--- START ---
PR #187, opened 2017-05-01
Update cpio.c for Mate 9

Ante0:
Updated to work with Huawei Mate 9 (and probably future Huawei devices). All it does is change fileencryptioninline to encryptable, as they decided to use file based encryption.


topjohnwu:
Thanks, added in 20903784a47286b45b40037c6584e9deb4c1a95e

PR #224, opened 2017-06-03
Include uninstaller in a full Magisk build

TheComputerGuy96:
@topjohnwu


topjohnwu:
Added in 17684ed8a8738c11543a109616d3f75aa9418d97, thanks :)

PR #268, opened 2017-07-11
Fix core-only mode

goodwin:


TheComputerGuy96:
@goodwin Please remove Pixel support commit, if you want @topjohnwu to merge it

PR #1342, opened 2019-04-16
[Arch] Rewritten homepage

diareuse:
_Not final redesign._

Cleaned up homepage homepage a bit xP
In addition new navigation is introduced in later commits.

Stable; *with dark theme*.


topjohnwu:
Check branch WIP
--- END ---
--- START ---
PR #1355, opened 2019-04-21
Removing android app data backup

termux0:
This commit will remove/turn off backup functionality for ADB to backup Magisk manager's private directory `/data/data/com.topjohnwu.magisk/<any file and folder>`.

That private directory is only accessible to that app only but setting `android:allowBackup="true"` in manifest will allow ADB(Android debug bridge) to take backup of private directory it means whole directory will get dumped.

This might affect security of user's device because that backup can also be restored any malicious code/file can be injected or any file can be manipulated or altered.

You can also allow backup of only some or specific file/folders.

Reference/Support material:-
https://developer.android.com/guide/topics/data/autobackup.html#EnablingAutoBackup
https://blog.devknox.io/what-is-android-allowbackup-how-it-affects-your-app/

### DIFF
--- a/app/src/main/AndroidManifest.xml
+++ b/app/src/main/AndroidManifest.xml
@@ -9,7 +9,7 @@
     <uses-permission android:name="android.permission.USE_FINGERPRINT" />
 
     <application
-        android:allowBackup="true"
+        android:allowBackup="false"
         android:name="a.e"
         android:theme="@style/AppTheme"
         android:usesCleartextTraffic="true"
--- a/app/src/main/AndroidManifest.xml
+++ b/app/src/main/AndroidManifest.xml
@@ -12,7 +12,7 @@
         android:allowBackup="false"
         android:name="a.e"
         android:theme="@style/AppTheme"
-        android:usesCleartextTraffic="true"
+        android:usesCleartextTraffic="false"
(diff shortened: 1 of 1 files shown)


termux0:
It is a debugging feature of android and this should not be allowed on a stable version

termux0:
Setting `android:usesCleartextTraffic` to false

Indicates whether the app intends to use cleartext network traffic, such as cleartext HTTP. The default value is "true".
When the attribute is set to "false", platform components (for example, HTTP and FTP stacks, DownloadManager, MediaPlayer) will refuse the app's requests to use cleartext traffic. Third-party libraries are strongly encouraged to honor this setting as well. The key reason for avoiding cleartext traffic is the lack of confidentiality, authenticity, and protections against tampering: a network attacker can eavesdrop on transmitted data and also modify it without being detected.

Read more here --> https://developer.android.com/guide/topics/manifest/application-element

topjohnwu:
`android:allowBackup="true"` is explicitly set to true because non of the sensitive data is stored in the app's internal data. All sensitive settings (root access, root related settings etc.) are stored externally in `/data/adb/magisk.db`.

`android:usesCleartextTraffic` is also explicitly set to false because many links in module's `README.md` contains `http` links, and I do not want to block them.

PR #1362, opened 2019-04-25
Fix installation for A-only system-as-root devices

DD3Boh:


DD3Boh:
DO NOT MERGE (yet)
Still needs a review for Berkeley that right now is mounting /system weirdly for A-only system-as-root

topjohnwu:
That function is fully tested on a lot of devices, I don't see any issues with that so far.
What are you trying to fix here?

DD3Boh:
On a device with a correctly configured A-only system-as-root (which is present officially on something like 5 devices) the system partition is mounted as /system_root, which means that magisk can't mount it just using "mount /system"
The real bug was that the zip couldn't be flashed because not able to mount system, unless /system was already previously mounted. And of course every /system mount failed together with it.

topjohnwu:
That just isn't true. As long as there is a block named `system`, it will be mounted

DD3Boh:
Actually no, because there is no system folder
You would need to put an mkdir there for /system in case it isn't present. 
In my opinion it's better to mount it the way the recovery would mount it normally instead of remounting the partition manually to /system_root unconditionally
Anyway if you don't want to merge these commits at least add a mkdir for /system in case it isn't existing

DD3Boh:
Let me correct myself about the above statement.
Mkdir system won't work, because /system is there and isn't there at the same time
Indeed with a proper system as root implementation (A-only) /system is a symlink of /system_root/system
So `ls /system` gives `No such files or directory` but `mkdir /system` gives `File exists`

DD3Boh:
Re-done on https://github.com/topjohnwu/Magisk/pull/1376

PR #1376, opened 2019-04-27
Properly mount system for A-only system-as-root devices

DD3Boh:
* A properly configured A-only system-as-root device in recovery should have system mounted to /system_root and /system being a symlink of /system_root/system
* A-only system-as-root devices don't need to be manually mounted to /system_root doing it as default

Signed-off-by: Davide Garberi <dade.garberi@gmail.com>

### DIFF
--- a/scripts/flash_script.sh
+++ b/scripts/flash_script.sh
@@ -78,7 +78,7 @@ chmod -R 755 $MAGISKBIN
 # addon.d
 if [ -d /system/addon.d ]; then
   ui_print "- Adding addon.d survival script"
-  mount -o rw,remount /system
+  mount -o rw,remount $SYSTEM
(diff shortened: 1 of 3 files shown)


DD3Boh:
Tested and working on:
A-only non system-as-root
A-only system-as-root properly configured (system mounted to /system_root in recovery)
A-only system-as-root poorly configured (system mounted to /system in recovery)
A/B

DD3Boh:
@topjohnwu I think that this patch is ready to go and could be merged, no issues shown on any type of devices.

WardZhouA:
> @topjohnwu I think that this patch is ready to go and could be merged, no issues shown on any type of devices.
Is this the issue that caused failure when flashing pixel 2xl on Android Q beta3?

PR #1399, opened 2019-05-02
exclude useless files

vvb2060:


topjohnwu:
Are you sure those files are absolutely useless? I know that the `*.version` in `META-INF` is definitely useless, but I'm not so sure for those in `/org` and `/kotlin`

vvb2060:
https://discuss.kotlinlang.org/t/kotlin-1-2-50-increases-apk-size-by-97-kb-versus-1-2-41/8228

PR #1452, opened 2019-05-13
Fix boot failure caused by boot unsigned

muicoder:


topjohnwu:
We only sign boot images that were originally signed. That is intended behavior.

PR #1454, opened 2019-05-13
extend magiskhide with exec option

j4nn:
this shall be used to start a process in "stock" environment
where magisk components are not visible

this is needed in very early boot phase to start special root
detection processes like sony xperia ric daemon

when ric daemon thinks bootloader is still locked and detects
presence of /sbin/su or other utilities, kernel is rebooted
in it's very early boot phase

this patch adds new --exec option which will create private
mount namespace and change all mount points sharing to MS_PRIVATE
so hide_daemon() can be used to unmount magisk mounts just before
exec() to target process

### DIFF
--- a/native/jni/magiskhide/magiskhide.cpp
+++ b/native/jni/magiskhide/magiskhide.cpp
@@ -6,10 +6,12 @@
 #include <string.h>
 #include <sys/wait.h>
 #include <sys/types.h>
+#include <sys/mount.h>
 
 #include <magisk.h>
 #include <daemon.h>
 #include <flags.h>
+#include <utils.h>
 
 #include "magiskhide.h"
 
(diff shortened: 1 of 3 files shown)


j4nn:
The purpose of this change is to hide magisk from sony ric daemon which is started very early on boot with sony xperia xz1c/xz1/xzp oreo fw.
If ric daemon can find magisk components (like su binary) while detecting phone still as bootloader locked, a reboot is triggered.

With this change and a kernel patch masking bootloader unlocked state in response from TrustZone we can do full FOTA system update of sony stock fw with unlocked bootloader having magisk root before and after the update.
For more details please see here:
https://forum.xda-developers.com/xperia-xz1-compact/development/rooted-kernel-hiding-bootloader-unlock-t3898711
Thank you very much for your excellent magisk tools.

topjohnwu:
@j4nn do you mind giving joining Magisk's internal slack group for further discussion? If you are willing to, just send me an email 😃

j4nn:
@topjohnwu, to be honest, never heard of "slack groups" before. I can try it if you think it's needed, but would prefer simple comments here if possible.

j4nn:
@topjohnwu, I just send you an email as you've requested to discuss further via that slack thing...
--- END ---
Exercise prompt: Show every line above in which the word "addon" occurs.

Solution for this problem:
 # addon.d
 if [ -d /system/addon.d ]; then
   ui_print "- Adding addon.d survival script"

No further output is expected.